**Information shown:**

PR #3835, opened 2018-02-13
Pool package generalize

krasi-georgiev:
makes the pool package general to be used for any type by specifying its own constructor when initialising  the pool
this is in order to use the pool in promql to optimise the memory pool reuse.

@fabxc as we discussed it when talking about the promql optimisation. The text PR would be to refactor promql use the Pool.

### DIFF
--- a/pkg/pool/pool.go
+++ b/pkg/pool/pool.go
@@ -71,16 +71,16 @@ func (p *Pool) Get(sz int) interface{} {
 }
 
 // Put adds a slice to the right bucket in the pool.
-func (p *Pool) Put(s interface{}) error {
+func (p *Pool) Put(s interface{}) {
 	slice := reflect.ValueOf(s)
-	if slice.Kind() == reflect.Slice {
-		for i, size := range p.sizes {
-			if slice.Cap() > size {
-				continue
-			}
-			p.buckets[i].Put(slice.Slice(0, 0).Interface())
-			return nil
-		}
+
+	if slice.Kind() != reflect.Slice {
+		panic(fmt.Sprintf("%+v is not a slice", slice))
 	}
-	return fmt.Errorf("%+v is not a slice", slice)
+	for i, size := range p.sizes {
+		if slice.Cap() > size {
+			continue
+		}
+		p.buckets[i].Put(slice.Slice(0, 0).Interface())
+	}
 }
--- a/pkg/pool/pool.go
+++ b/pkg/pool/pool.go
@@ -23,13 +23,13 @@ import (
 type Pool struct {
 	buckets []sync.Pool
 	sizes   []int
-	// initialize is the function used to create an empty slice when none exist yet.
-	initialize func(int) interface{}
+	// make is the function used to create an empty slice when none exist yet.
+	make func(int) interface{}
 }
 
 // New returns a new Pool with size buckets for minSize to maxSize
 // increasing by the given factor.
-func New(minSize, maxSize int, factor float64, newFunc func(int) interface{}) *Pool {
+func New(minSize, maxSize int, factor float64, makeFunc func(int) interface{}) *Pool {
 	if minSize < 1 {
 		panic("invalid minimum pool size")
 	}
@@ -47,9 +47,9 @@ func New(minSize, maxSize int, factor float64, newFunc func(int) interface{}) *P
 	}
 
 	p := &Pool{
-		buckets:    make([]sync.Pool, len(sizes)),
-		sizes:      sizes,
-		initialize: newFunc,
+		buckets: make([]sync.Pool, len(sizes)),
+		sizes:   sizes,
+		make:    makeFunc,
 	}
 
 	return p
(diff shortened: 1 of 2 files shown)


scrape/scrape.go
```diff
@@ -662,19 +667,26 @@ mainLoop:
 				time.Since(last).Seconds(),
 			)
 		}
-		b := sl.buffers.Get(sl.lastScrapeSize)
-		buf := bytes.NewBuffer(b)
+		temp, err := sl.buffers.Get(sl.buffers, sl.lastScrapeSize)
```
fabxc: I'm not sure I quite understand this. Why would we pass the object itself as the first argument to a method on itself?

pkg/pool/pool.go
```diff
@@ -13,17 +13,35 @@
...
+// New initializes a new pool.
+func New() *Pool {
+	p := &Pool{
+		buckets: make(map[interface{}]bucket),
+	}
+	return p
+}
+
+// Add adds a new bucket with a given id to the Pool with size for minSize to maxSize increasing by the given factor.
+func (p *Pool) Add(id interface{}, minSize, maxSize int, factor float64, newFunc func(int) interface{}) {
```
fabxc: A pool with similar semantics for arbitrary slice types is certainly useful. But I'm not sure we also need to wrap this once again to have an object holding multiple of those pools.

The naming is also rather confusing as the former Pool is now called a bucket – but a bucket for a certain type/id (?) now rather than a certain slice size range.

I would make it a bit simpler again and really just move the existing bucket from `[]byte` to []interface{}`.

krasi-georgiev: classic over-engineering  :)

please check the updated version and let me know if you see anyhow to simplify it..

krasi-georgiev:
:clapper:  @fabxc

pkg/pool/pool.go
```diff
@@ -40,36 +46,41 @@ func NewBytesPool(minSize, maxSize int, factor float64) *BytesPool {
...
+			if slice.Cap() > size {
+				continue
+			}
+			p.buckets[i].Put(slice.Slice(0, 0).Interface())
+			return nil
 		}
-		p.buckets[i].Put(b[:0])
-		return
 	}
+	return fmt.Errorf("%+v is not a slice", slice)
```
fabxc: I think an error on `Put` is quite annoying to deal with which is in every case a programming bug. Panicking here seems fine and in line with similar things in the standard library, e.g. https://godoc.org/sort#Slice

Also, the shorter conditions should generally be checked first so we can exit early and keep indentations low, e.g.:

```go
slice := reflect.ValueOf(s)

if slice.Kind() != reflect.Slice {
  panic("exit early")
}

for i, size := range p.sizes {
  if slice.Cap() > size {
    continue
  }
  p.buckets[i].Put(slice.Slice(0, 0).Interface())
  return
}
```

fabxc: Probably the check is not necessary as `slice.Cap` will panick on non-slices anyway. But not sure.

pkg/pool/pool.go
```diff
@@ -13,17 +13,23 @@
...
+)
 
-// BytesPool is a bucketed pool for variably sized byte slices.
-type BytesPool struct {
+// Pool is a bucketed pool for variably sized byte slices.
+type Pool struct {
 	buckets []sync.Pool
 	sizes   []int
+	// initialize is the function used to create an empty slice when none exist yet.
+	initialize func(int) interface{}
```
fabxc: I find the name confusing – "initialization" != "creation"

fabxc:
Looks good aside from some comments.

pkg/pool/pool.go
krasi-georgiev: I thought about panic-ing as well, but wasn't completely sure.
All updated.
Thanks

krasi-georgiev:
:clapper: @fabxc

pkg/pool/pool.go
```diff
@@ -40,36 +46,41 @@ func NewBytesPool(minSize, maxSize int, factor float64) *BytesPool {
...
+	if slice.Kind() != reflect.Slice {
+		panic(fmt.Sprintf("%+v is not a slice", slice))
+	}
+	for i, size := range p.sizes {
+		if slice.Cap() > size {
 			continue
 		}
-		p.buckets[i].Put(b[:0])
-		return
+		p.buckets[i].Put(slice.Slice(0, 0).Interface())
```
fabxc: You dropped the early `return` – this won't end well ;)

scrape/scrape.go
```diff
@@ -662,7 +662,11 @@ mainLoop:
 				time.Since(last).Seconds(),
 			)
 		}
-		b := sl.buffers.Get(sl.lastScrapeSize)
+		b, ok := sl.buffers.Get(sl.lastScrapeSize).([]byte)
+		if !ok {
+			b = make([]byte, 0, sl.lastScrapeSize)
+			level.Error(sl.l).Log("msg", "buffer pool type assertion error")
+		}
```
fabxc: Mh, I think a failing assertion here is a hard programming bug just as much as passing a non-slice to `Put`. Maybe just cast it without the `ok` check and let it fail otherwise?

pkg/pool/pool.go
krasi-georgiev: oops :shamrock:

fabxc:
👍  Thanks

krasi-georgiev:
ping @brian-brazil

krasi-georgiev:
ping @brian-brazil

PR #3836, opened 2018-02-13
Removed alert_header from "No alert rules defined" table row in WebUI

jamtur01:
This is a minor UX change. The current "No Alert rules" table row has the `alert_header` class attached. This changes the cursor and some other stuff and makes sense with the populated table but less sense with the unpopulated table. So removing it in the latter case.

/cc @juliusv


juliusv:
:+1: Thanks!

**Your assignment:** Each record above must be restated in full, word for word.

**Solution for this task:**
PR #3835, opened 2018-02-13
Pool package generalize

krasi-georgiev:
makes the pool package general to be used for any type by specifying its own constructor when initialising  the pool
this is in order to use the pool in promql to optimise the memory pool reuse.

@fabxc as we discussed it when talking about the promql optimisation. The text PR would be to refactor promql use the Pool.

### DIFF
--- a/pkg/pool/pool.go
+++ b/pkg/pool/pool.go
@@ -71,16 +71,16 @@ func (p *Pool) Get(sz int) interface{} {
 }
 
 // Put adds a slice to the right bucket in the pool.
-func (p *Pool) Put(s interface{}) error {
+func (p *Pool) Put(s interface{}) {
 	slice := reflect.ValueOf(s)
-	if slice.Kind() == reflect.Slice {
-		for i, size := range p.sizes {
-			if slice.Cap() > size {
-				continue
-			}
-			p.buckets[i].Put(slice.Slice(0, 0).Interface())
-			return nil
-		}
+
+	if slice.Kind() != reflect.Slice {
+		panic(fmt.Sprintf("%+v is not a slice", slice))
 	}
-	return fmt.Errorf("%+v is not a slice", slice)
+	for i, size := range p.sizes {
+		if slice.Cap() > size {
+			continue
+		}
+		p.buckets[i].Put(slice.Slice(0, 0).Interface())
+	}
 }
--- a/pkg/pool/pool.go
+++ b/pkg/pool/pool.go
@@ -23,13 +23,13 @@ import (
 type Pool struct {
 	buckets []sync.Pool
 	sizes   []int
-	// initialize is the function used to create an empty slice when none exist yet.
-	initialize func(int) interface{}
+	// make is the function used to create an empty slice when none exist yet.
+	make func(int) interface{}
 }
 
 // New returns a new Pool with size buckets for minSize to maxSize
 // increasing by the given factor.
-func New(minSize, maxSize int, factor float64, newFunc func(int) interface{}) *Pool {
+func New(minSize, maxSize int, factor float64, makeFunc func(int) interface{}) *Pool {
 	if minSize < 1 {
 		panic("invalid minimum pool size")
 	}
@@ -47,9 +47,9 @@ func New(minSize, maxSize int, factor float64, newFunc func(int) interface{}) *P
 	}
 
 	p := &Pool{
-		buckets:    make([]sync.Pool, len(sizes)),
-		sizes:      sizes,
-		initialize: newFunc,
+		buckets: make([]sync.Pool, len(sizes)),
+		sizes:   sizes,
+		make:    makeFunc,
 	}
 
 	return p
(diff shortened: 1 of 2 files shown)


scrape/scrape.go
```diff
@@ -662,19 +667,26 @@ mainLoop:
 				time.Since(last).Seconds(),
 			)
 		}
-		b := sl.buffers.Get(sl.lastScrapeSize)
-		buf := bytes.NewBuffer(b)
+		temp, err := sl.buffers.Get(sl.buffers, sl.lastScrapeSize)
```
fabxc: I'm not sure I quite understand this. Why would we pass the object itself as the first argument to a method on itself?

pkg/pool/pool.go
```diff
@@ -13,17 +13,35 @@
...
+// New initializes a new pool.
+func New() *Pool {
+	p := &Pool{
+		buckets: make(map[interface{}]bucket),
+	}
+	return p
+}
+
+// Add adds a new bucket with a given id to the Pool with size for minSize to maxSize increasing by the given factor.
+func (p *Pool) Add(id interface{}, minSize, maxSize int, factor float64, newFunc func(int) interface{}) {
```
fabxc: A pool with similar semantics for arbitrary slice types is certainly useful. But I'm not sure we also need to wrap this once again to have an object holding multiple of those pools.

The naming is also rather confusing as the former Pool is now called a bucket – but a bucket for a certain type/id (?) now rather than a certain slice size range.

I would make it a bit simpler again and really just move the existing bucket from `[]byte` to []interface{}`.

krasi-georgiev: classic over-engineering  :)

please check the updated version and let me know if you see anyhow to simplify it..

krasi-georgiev:
:clapper:  @fabxc

pkg/pool/pool.go
```diff
@@ -40,36 +46,41 @@ func NewBytesPool(minSize, maxSize int, factor float64) *BytesPool {
...
+			if slice.Cap() > size {
+				continue
+			}
+			p.buckets[i].Put(slice.Slice(0, 0).Interface())
+			return nil
 		}
-		p.buckets[i].Put(b[:0])
-		return
 	}
+	return fmt.Errorf("%+v is not a slice", slice)
```
fabxc: I think an error on `Put` is quite annoying to deal with which is in every case a programming bug. Panicking here seems fine and in line with similar things in the standard library, e.g. https://godoc.org/sort#Slice

Also, the shorter conditions should generally be checked first so we can exit early and keep indentations low, e.g.:

```go
slice := reflect.ValueOf(s)

if slice.Kind() != reflect.Slice {
  panic("exit early")
}

for i, size := range p.sizes {
  if slice.Cap() > size {
    continue
  }
  p.buckets[i].Put(slice.Slice(0, 0).Interface())
  return
}
```

fabxc: Probably the check is not necessary as `slice.Cap` will panick on non-slices anyway. But not sure.

pkg/pool/pool.go
```diff
@@ -13,17 +13,23 @@
...
+)
 
-// BytesPool is a bucketed pool for variably sized byte slices.
-type BytesPool struct {
+// Pool is a bucketed pool for variably sized byte slices.
+type Pool struct {
 	buckets []sync.Pool
 	sizes   []int
+	// initialize is the function used to create an empty slice when none exist yet.
+	initialize func(int) interface{}
```
fabxc: I find the name confusing – "initialization" != "creation"

fabxc:
Looks good aside from some comments.

pkg/pool/pool.go
krasi-georgiev: I thought about panic-ing as well, but wasn't completely sure.
All updated.
Thanks

krasi-georgiev:
:clapper: @fabxc

pkg/pool/pool.go
```diff
@@ -40,36 +46,41 @@ func NewBytesPool(minSize, maxSize int, factor float64) *BytesPool {
...
+	if slice.Kind() != reflect.Slice {
+		panic(fmt.Sprintf("%+v is not a slice", slice))
+	}
+	for i, size := range p.sizes {
+		if slice.Cap() > size {
 			continue
 		}
-		p.buckets[i].Put(b[:0])
-		return
+		p.buckets[i].Put(slice.Slice(0, 0).Interface())
```
fabxc: You dropped the early `return` – this won't end well ;)

scrape/scrape.go
```diff
@@ -662,7 +662,11 @@ mainLoop:
 				time.Since(last).Seconds(),
 			)
 		}
-		b := sl.buffers.Get(sl.lastScrapeSize)
+		b, ok := sl.buffers.Get(sl.lastScrapeSize).([]byte)
+		if !ok {
+			b = make([]byte, 0, sl.lastScrapeSize)
+			level.Error(sl.l).Log("msg", "buffer pool type assertion error")
+		}
```
fabxc: Mh, I think a failing assertion here is a hard programming bug just as much as passing a non-slice to `Put`. Maybe just cast it without the `ok` check and let it fail otherwise?

pkg/pool/pool.go
krasi-georgiev: oops :shamrock:

fabxc:
👍  Thanks

krasi-georgiev:
ping @brian-brazil

krasi-georgiev:
ping @brian-brazil

PR #3836, opened 2018-02-13
Removed alert_header from "No alert rules defined" table row in WebUI

jamtur01:
This is a minor UX change. The current "No Alert rules" table row has the `alert_header` class attached. This changes the cursor and some other stuff and makes sense with the populated table but less sense with the unpopulated table. So removing it in the latter case.

/cc @juliusv


juliusv:
:+1: Thanks!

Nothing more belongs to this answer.